Wednesday, March 11, 2015

How To 2

How To Have Anxiety

At an early age you develop an unhealthy fear of people you do not know. When adults ask you your name you hide behind your mother's legs and let her answer for you. When she tries to take you to daycare you cry your eyes out until she is called to come pick you up. This prompts your parents to instead put you in the care of your aunt while they are at work. This makes you very happy. Your aunt is familiar, your cousins are familiar, you feel safe. 

You reach the age where it is time for you to attend preschool. Normally you would be afraid, but your cousin is with you, so you are not. You take comfort in his presence and it helps you to know that you are not alone. However, one day you and your cousin are invited to the house of a boy from your class. You go along because your cousin is going, but as soon as you get there you start to cry. You are in an unfamiliar environment with unfamiliar adults and it scares you. Your aunt is forced to pick you and your cousin up early because you are so upset. 

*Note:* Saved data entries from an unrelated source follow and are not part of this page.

PR #43, opened 2015-07-29
Setup Links to open in a separate window

abishekrsrikaanth:
Setup Links to open in a separate window instead of self
Added `target="_blank"` to:
1. Github Repo Name
2. Mainfile Link
3. API Link
4. Repo Homepage Link


jimaek:
Thank you

PR #49, opened 2015-08-15
Optimize images

as-com:


jimaek:
What tool did you use for the optimization? Do you have the size savings?
Also why did you resize home-header-bg.jpg? (did you resize any others?)

as-com:
@jimaek I used a combination of pngnq, pngquant, optipng, pngcrush, zopfli, advpng, pngout, and jpegoptim (ImageAlpha and ImageOptim). I think on average I halved the size of the images.

The reason why I resized home-header-bg.jpg is because the image is blurred, and nobody would notice if it were scaled up in the browser. Plus, the file size is much smaller. No other images were resized.

MartinKolarik:
I've already used 4 lossless optimization tools. The additional savings were achieved by lossy compression, but I couldn't find any visible difference when looking at the images, so I think it's ok to merge this. The only image where I could see the difference was the resized background. We should leave the size as is.

as-com:
Ok, I returned the background image to its original size, but I still compressed it to 20 KB.

MartinKolarik:
Can you please use lower compression level on `src/public/img/features/jsdelivr-cdn-features/maximum-performance-and-uptime.png` (or exclude it)? That's the only one when I spotted a difference in quality.

as-com:
Done.

MartinKolarik:
Thank you.

PR #53, opened 2015-08-20
Added GA

jimaek:


jimaek:
Will this work with node.js? Or we need some npm module?

MartinKolarik:
Node is not a problem, but it won't work with our front-end. I'll add it.

PR #67, opened 2015-12-14
increase POP count

tomByrer:
114 objects in the [network.geojson](https://github.com/jsdelivr/jsdelivr/blob/master/network.geojson) array by my count.


jimaek:
:+1:

PR #75, opened 2016-09-27
update Cloudflare brand images

terinjokes:


MartinKolarik:
The header image dimensions are based on height, not width. Height should stay at 108px.

PR #95, opened 2017-07-24
chore(sponsors): update Algolia logo

Haroenv:
The logo was updated last December, but not yet updated here, so I did that :smile:


jimaek:
Thanks. We also have a new design coming soon, need to remember to use there the new logo.

MartinKolarik:
@jimaek and we also need to fix auto-deployment.

PR #100, opened 2017-08-30
V2

MartinKolarik:
Not done yet...


jimaek:
Looks awesome. Some feedback

- Make Top10 contain only npm
- You can remove packet as sponsor
- Can we add more dots to this map? I know its not our full map but it still looks kinda empty https://jsdelivr-com-pr-100.herokuapp.com/img/landing/network-map.png
- Where "requests served" is based on? How accurate is the number?
- I think we can remove completely the "About" page. 
- I would also make the network a separate page
- This is either broken or too empty https://dl.dropboxusercontent.com/s/e1ys25fmzuxi748/chrome_2017-08-30_09-54-06.png
- The total chart is also broken, its just a straight line

MartinKolarik:
>Where "requests served" is based on? How accurate is the number?

Average from last 30 days.

>This is either broken or too empty 

https://jsdelivr-com-pr-100.herokuapp.com/package/npm/react and add something to collection.

>The total chart is also broken, its just a straight line

The problem with that chart is that the value range is too big - from 10 to 100 000 000. There are two ways how to display the values:
 - Use a logarithmic scale (currently used) and use the same scale for all packages. This way the chart shows how popular the package is but small differences in downloads on different days are not very visible, because at this scale, 16M or 18M are almost the same value.
 - Use a different scale for each package. This way the max value for one package could be 100M and for other 10k. The advantage is that differences in values are more visible.

>On package page when you click on a folder there is no way to go back

image

But I can add `..` as well.

>Replace footer button "become a sponsor" with "our sponsors"

Wouldn't it make more sense to have "become a sponsor" there? Also, our sponsors is directly in the top menu.

jimaek:
>Use a different scale for each package. This way the max value for one package could be 100M and for other 10k. The advantage is that differences in values are more visible.

I think its best to use this. Otherwise many projects will just have straight lines which does not look good.

>But I can add .. as well.

Please do. I also think dir navigation was easier in the original design, I was confused at first. I wonder what other users will say.


>Wouldn't it make more sense to have "become a sponsor" there? Also, our sponsors is directly in the top menu.

I just wanted to promote our sponsors a bit more. If someone wants to become a sponsor they will find how to do it.

jimaek:
Also need to some SEO improvements. For example change title and description https://jsdelivr-com-pr-100.herokuapp.com/package/npm/jquery

MartinKolarik:
The current website only changes title. What do you think we should put into description? Same as title?

jimaek:
Maybe something like "Free CDN for jquery - JavaScript library for DOM operations"

>https://jsdelivr-com-pr-100.herokuapp.com/package/npm/react and add something to collection.

I think we need to show that element at all time even if its empty. It looks better than a completely empty space

MartinKolarik:
>I think we need to show that element at all time even if its empty. It looks better than a completely empty space

You are right, I actually wanted to put an info message there originally.

jimaek:
Ok, then at least lets do title.

MartinKolarik:
>I would also make the network a separate page

Not enough space in the navbar and I'd like to avoid dropdowns.

jimaek:
If we remove About then should be enough space

MartinKolarik:
No we won't and we need About more than Network in there.

jimaek:
What its going to even contain? Everything is already in Features. Network is an important feature. If it doesnt fit then at least make "features" a dropdown and Network in there

MartinKolarik:
[](https://www.jsdelivr.com/package/npm/jquery)

PR #111, opened 2017-08-31
Update total stats chart

### LINKED ISSUE #110: Stats total
chrome_2017-08-31_16-24-45

1. How about "lodash CDN stats for last 30 days" instead?
2. Remove a bit of white space?
3. The line is too empty I think. Maybe we can show dates by default without hover?

MartinKolarik:
Closes #110

### DIFF
--- a/src/index.js
+++ b/src/index.js
@@ -14,6 +14,7 @@ global.OPBEAT_CLIENT = require('opbeat').start({
 require('./lib/startup');
 require('./lib/trace-cpu')(trace);
 
+const _ = require('lodash');
 const fs = require('fs-extra');
 const config = require('config');
 const signalExit = require('signal-exit');
@@ -28,7 +29,6 @@ const koaLogger = require('koa-logger');
 const koaETag = require('koa-etag');
 const Router = require('koa-router');
 const Handlebars = require('handlebars');
-const dedent = require('dedent-js');
 const pathToPackages = require.resolve('all-the-package-names');
 const assetsVersion = require('./lib/assets').version;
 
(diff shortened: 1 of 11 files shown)


jimaek:
Actually, how about this.
"lodash had 30.000.000 CDN hits in the last 30 days" (tweet button)

I dont think we have anywhere the combined number.

MartinKolarik:
Badge shows the total but 👍 for tweet

jimaek:
it would be even cooler if we could generate a small image on the fly with the stats that would attach to the tweet :p but thats too much

MartinKolarik:
@jimaek check now

jimaek:
That wont work for less popular projects. If someone gets 20k hits he could tweet it because its a lot to him. But if it says its #2458 project then he wont.

Lets also work on the chart near the footer in this PR.

MartinKolarik:
Well they can always modify the tweet before posting it. Showing the rank is more important and interesting for people than the number of hits IMHO.

I already updated the chart and I'd like to keep it as it is now. Styling charts is always a big pain and I think it looks exactly as it should right now.

jimaek:
>Well they can always modify the tweet before posting it. Showing the rank is more important and interesting for people than the number of hits IMHO.

Only for those with a high rank. Someone with rank 2000 wont feel the same way. But 20000 hits sounds big enough to be proud of and tweet about it.

The chart still looks like part of the background. Only the numbers on the right hint that its a chart. And easy to miss them.

I want to add more features to make it look like a real chart so people wont ignore/skip it

MartinKolarik:
As I said, they can always modify the tweet. I'm quite sure in most cases this will be used with popular projects where the rank is interesting. Also, we need to show it somewhere on the website.

>The chart still looks like part of the background. Only the numbers on the right hint that its a chart. And easy to miss them.

That's good! That was the original intention of this design, it isn't supposed to look like a regular chart.

jimaek:
>Also, we need to show it somewhere on the website.

Change it to this to see how it looks like:
lodash is the 8th most popular package on jsDelivr,

>That's good! That was the original intention of this design, it isn't supposed to look like a regular chart.

But not too much, otherwise nobody will even see it. I think we should show the dates by default https://dl.dropboxusercontent.com/s/uxtsulqzvw6xoqm/chrome_2017-08-31_19-07-14.png maybe with a doted line. And then on hover you see the hits. 
Or even just show everything by default and on hover just highlight where you are.

MartinKolarik:
>Change it to this to see how it looks like:
lodash is the 8th most popular package on jsDelivr,

Keep or revert?

jimaek:
Either keep or completely remove the rating :)

MartinKolarik:
So keep you say 😆

MartinKolarik:
Let's merge this and I'll play with the chart in a next PR.

MartinKolarik:
Actually, here's an idea: Show only if rank < 100 ?

jimaek:
Yeah that would be great

PR #116, opened 2017-09-01
Update bottom package chart

MartinKolarik:


jimaek:
@MartinKolarik Why we have 2 travis builds running at the same time?

jimaek:
The charts look correct to me

MartinKolarik:
One for commit and one for PR.

PR #134, opened 2017-09-22
feat(search): no longer manually concatenate name

Haroenv:
Hey! 

I just enabled this with a query rule on the index instead, now automatically, when there's a match with any of the concatenated names, it will be boosted as an optionalFilter. 

This means that the configuration doesn't need to be done on your side anymore. You should see the exact same results after merging this PR

screen shot 2017-09-22 at 10 23 00


MartinKolarik:
👍 thanks.

Haroenv:
Perfect, let me know if anything unexpected happens

Issue #124, opened 2017-09-07
Easier collection usage


MartinKolarik:
>extend searching to the individual package pages so that it's even easier to build up an aggregated lib link

HesyRa:
@MartinKolarik Hello. Can you please clarify for me what is the 'package pages' and how it must be done.

MartinKolarik:
Package page: https://www.jsdelivr.com/package/npm/webshim

After you select files from one package, you need to go back to the homepage if you want to search for another. The idea is that there could be a search input somewhere on the package page, and after typing there, it would bring you to the homepage with new search results.

I didn't think about where the search on package page would be yet, but maybe above "Get a badge for your package" would be fine.

HesyRa:
Thank you.

HesyRa:
![image](https://user-images.githubusercontent.com/14232439/34719599-123ee646-f544-11e7-968d-36adf58077f8.png)
![image](https://user-images.githubusercontent.com/14232439/34719610-1a59e52e-f544-11e7-81d3-0cd6138256cf.png)
![image](https://user-images.githubusercontent.com/14232439/34719617-1f9f2724-f544-11e7-8e50-d3bc1511d469.png)

MartinKolarik:
I'll leave the feedback in #150

PR #150, opened 2018-01-09
Added search block into package page

HesyRa:
https://github.com/jsdelivr/www.jsdelivr.com/issues/124

### DIFF
--- a/src/public/less/app.less
+++ b/src/public/less/app.less
@@ -19,6 +19,7 @@
 @import "components/package-file-browser.less";
 @import "components/package-header.less";
 @import "components/search.less";
+@import "components/search-compact.less";
 @import "components/slider.less";
 @import "components/stats-table.less";
 @import "components/switch-box.less";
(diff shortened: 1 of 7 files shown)


MartinKolarik:
1. The search results can't just appear in the package page. The page needs to be changed back to home as soon as user starts typing (so that there's no package page content below search results, and the URL is correct)
2. It should probably use a smaller search input in the package page because it currently takes too much space (maybe above "Get a badge for your package" ?).

Check the old version of the website to see how this should work: https://jsdelivr-com-old.herokuapp.com/

HesyRa:
@MartinKolarik Updated. Please check.

MartinKolarik:
@HesyRa thanks, that's better. I made a few improvements (check commits for details) and I think it's good to go now.

@jimaek any feedback?

HesyRa:
@MartinKolarik Thank. No questions here, everything is clear.

jimaek:
Looks good to me. Merge if the code is good to go.

Thank you both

Kindergarten begins and despite the fact that your mother is teaching in the classroom right next-door to your own, you cry on the first day. You do not feel comfortable among all of these other children and this adult you've only met once. You want your mother and she is so close, but you can't get to her. Your teacher forces you and another kid to sit in the corner until you both stop crying. He finishes crying before you do and this bothers you. Eventually you stop crying and join the group. After this you do not cry at school until the fifth grade when you cry your way out of participating in a spelling bee. All of the other kids have to participate, but the thought of standing up in front of the whole school and being forced to spell makes you feel sick and wobbly. You are a good speller, a great speller even, but this does not matter. You cry when trying to explain yourself to your teacher because it terrifies you so much, so she takes pity on you and allows you to sit out and watch instead. You are grateful, but thus begins your pattern of sitting out.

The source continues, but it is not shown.